0:00

So, in this set of lectures we'll be discussing the minimum cut problem and

graphs and we'll be discussing the randomized contraction algorithm.

Randomize algorithm which is so simple and elegant and it's almost impossible to

believe that it can possibly work but that's exactly at what we'll be approving.

So one way you can think about these set of lectures, as a segue of sorts,

between our discussion of randomization and our discussion of graphs.

So we just finished talking about randomization in the context of sorting

and searching.

We'll pick it up again toward the end of the class when we discuss hashing.

But while we're in the middle of randomization probability review,

I'm going to give you another application of randomization

in a totally different domain.

In particular to the domain of graphs, rather than to sorting and searching.

So that's one high level goal of these lectures.

The second one, is we'll get our feet wet talking about graphs, and

a lot of the next couple weeks,

that's what we're going to be talking about, fundamental graph primitives.

So this will give us an excuse to start warming up with the vocabulary,

some of the basic concepts of the graphs and what a graph algorithm looks like.

0:55

Another perk, although it's not one of the main goals, but I want to do,

I do want to point this fact, compared to most of this stuff that we're discussing

in this class, this is a relatively recent algorithm, the contraction algorithm.

By relatively recent I mean, it's 20 years old.

1:14

But at least that means most of us, I know not all of us, but

most of us at least were born at the time that this algorithm was invented.

And so just one quick digression.

In an intro course like this, most of what we're going to cover are oldies but

goodies, stuff from as much as 50 years ago.

And while it's kind of amazing, given how much the world and

how much technology has changed over the past 50 years,

that ideas in computer science from that long ago are still useful, they are.

It's just sort of an amazing thing about the stuff that

the first generation of computer scientists figured out.

It's still relevant to this day.

That said, algorithms is still a vibrant field with lots of open questions.

And when I have an opportunity, I'll try and give you glimpses of that fact.

So I do want to point out here that this is a somewhat more recent algorithm

than most of the other ones we'll see, which dates back to the 90s.

2:49

And there's two flavors of graphs and both are really important.

Both come up all the time in applications, so you should be aware of both kinds.

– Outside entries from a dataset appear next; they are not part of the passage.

PR #1373, opened 2024-05-21
refactor: use rustls-platform-verifier cert store

### LINKED ISSUE #1340: Replace rust-native-certs and webpki-roots with rust-platform-verifier
The current build doesn't support iOS/Android builds if you don't split off to use the webpki-tls on android and ios. While researching this, I came across https://github.com/rustls/rustls-platform-verifier/, which is the rusttls replacement for native-certs that optimizes cert verification for each platform.

I think switching to rust-platform-verifier should give a performance boost, reduce the choice of "Which tls to activate" and support more platforms out of the box.

niklasad1:
Close #1340

This PR replaces the current certificate stores `rust-native-cert` and `webpki` with `rustls-platform-verifier` and additionally it adds an API to use a custom certificate store for special use-cases e.g. such as disabling cert verification or use some custom certificate store on some niche platform.

### DIFF
--- a/client/http-client/Cargo.toml
+++ b/client/http-client/Cargo.toml
@@ -39,7 +39,6 @@ tokio = { version = "1.16", features = ["net", "rt-multi-thread", "macros"] }
 [features]
 default = ["tls"]
 
-# Internal feature to indicate whether TLS is enabled.
 # Does nothing on its own.
 tls = ["hyper-rustls", "rustls", "rustls-platform-verifier"]
 
--- a/client/http-client/Cargo.toml
+++ b/client/http-client/Cargo.toml
@@ -17,8 +17,7 @@ publish = true
 async-trait = "0.1"
 hyper = { version = "1.3", features = ["client", "http1", "http2"] }
 hyper-rustls = { version = "0.27.1", optional = true, default-features = false, features = ["http1", "http2", "tls12", "logging", "rustls-platform-verifier", "ring"] }
-rustls-platform-verifier = { version = "0.3", optional = true }
-hyper-util = { version = "0.1.1", features = ["client", "client-legacy"] }
+hyper-util = { version = "0.1.1", features = ["client", "client-legacy", "tokio", "http1", "http2"] }
 http-body = "1"
 jsonrpsee-types = { workspace = true }
 jsonrpsee-core = { workspace = true, features = ["client", "http-helpers"] }
@@ -41,7 +40,7 @@ default = ["tls"]
 
 # Internal feature to indicate whether TLS is enabled.
 # Does nothing on its own.
-tls = ["hyper-rustls", "rustls", "rustls-platform-verifier"]
+tls = ["hyper-rustls", "rustls"]
 
 [package.metadata.docs.rs]
 all-features = true
--- a/client/http-client/Cargo.toml
+++ b/client/http-client/Cargo.toml
@@ -16,7 +16,7 @@ publish = true
 [dependencies]
 async-trait = "0.1"
 hyper = { version = "1.3", features = ["client", "http1", "http2"] }
-hyper-rustls = { version = "0.27.1", default-features = false, features = ["http1", "http2", "tls12", "logging", "ring", "rustls-platform-verifier"], optional = true }
+hyper-rustls = { version = "0.27.1", default-features = false, features = ["http1", "http2", "tls12", "logging", "ring"], optional = true }
 hyper-util = { version = "0.1.1", features = ["client", "client-legacy", "tokio", "http1", "http2"] }
 http-body = "1"
 jsonrpsee-types = { workspace = true }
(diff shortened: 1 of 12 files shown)


core/src/client/mod.rs
```diff
@@ -522,16 +522,6 @@ impl<T: Clone> RequestIdGuard<T> {
 	}
 }
 
-/// What certificate store to use
```
niklasad1, line 525: remove this from here because I don't want to expose another feature flag for TLS stuff

client/http-client/Cargo.toml
```diff
@@ -35,13 +37,11 @@ jsonrpsee-test-utils = { path = "../../test-utils" }
 tokio = { version = "1.16", features = ["net", "rt-multi-thread", "macros"] }
 
 [features]
-default = ["native-tls"]
-native-tls = ["hyper-rustls/native-tokio", "hyper-rustls/ring", "__tls"]
-webpki-tls = ["hyper-rustls/webpki-tokio", "hyper-rustls/ring", "__tls"]
+default = ["tls"]
 
 # Internal feature to indicate whether TLS is enabled.
```
jsdw, line 42: Not internal any more then? :)

client/http-client/src/client.rs
```diff
@@ -110,31 +113,84 @@ impl<L> HttpClientBuilder<L> {
...
+	/// This is enabled with the default settings and features.
 	///
 	/// # Optional
 	///
-	/// This requires the optional `native-tls` feature.
-	#[cfg(feature = "native-tls")]
-	pub fn use_native_rustls(mut self) -> Self {
+	/// This requires the optional `tls` feature.
+	#[cfg(feature = "tls")]
+	pub fn with_rustls_platform_verifier(mut self) -> Self {
```
jsdw, line 124: Since this is already the default if you do nothing; is there a point in having this function?

client/http-client/src/transport.rs
```diff
@@ -123,9 +127,17 @@ impl HttpTransportClientBuilder<Identity> {
 }
 
 impl<L> HttpTransportClientBuilder<L> {
-	/// Set the certificate store.
-	pub fn set_certification_store(mut self, cert_store: CertificateStore) -> Self {
-		self.certificate_store = cert_store;
+	/// See docs [`crate::HttpClientBuilder::with_rustls_platform_verifier`] for more information.
+	#[cfg(feature = "tls")]
+	pub fn with_rustls_platform_verifier(mut self) -> Self {
```
jsdw, line 132: Same; do we really need this?

client/transport/src/ws/mod.rs
```diff
@@ -97,31 +113,28 @@ impl Default for WsTransportClientBuilder {
...
+	/// This is enabled with the default settings and features.
 	///
 	/// # Optional
 	///
-	/// This requires the optional `native-tls` feature.
-	#[cfg(feature = "native-tls")]
-	pub fn use_native_rustls(mut self) -> Self {
+	/// This requires the optional `tls` feature.
+	#[cfg(feature = "tls")]
+	pub fn with_rustls_platform_verifier(mut self) -> Self {
```
jsdw, line 125: Do we need this?

jsdw (approved):
Little comment to remove on the tls feature and wondering if we need some builder fns but looks good to me!

client/http-client/src/client.rs
niklasad1: Ah, good point let's remove it :)

client/http-client/Cargo.toml
niklasad1: We had two feature flags for tls (native-tls, webpki-tls) before which was public but we don't need them anymore because we only support rustls-platform-verifier and the internal feature flag is not needed anymore

niklasad1, line 42:
```suggestion
```

client/http-client/Cargo.toml
```diff
@@ -35,13 +37,10 @@ jsonrpsee-test-utils = { path = "../../test-utils" }
 tokio = { version = "1.16", features = ["net", "rt-multi-thread", "macros"] }
 
 [features]
-default = ["native-tls"]
-native-tls = ["hyper-rustls/native-tokio", "hyper-rustls/ring", "__tls"]
-webpki-tls = ["hyper-rustls/webpki-tokio", "hyper-rustls/ring", "__tls"]
+default = ["tls"]
 
-# Internal feature to indicate whether TLS is enabled.
 # Does nothing on its own.
```
niklasad1, line 42:
```suggestion
```

client/http-client/Cargo.toml
niklasad1: ah ok, I guess you were referring to the outdated comment, removed now

lexnv (approved):

Issue #1292, opened 2024-02-12
tracking: release jsonrpsee 1.0


niklasad1:
Tracking for releasing jsonrpsee 1.0,

jsonrpsee has been quite stable now and it's time to release 1.0 to avoid breaking the APIs anymore

- [ ] https://github.com/paritytech/jsonrpsee/issues/1289
- [ ] https://github.com/paritytech/jsonrpsee/issues/1257
- [ ] https://github.com/paritytech/jsonrpsee/issues/1291
- [ ] https://github.com/paritytech/jsonrpsee/issues/1229
- [ ] https://github.com/paritytech/jsonrpsee/issues/1054

PR #1377, opened 2024-05-23
refactor(client): remove MaxSlots limit

### LINKED ISSUE #1374: Use async backpressure instead of MaxSlotsExceeded error
Currently library has an annoying behavior where exceeding max number of requests returns an error immediately.

I would have expected for it to be delayed until request can be made and user can cancel request before it goes out. Current behavior would be something like `try_request()` instead.

This can be achieved with a semaphore internally before trying to do anything.

Without this capability we are forced to add semaphore on application level even though we have already configured number of concurrent requests on the client level.

niklasad1:
Close #1374 

The rationale behind this is that the "ws-client/async-client" already has a bounded channel which provides backpressure and it doesn't make sense to use slot limit to throw an error if it's exceeded.

For the http client it's another story where it's handled by the hyper threadpool and we have no channel that provides backpressure.

However, it's better that users themselves decide how many concurrent calls that they want...

### DIFF
--- a/client/http-client/src/client.rs
+++ b/client/http-client/src/client.rs
@@ -104,12 +104,6 @@ impl<L> HttpClientBuilder<L> {
 		self
 	}
 
-	/// Set max concurrent requests.
-	pub fn max_concurrent_requests(mut self, max: usize) -> Self {
-		self.max_concurrent_requests = max;
-		self
-	}
-
 	/// Force to use the rustls native certificate store.
 	///
 	/// Since multiple certificate stores can be optionally enabled, this option will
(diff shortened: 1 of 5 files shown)


nazar-pc (approved):
This was quick, thanks!
Changes make sense to me, channel backpressure is exactly what I relied on and was surprised to get max slots error.

jsdw (approved):
LGTM!

lexnv (approved):

niklasad1:
Hey, we are [planning a new breaking release 0.23/1.0 soon hopefully next week](https://github.com/paritytech/jsonrpsee/issues/1292) but it has some big changes such as moving to hyper v1.0 and I need to do some manually testing on it....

So there's undirected graphs and directed graphs and

that just depends on whether the edges themselves are undirected or directed.

So edges can be undirected by which I mean this pair is unordered.

There are just two vertices of an edge the two endpoints, say U and V,

and you don't distinguish one as the first and one as the second.

3:39

Now I think all of this is much clearer if I just draw some pictures.

Indeed one use to call graphs, dots and lines.

The dots would refer to the vertices, so here's four dots, or four vertices.

And the edges would be lines,

so the way you denote one of these edges is you just draw a line between the two

end points of that edge, the two vertices that it corresponds to.

So this is undirected graph with four vertices and five edges.

We can equally we'll have a directed version of this graph.

So let's still have four vertices and five edges, but

to indicate that this is directed graph and then each edge was first vertex and

the second vertex, were going to add arrows to the line.

So the arrow points to the second vertex, or to the head of the edge.

So, the first vertex is often called the tail of the edge.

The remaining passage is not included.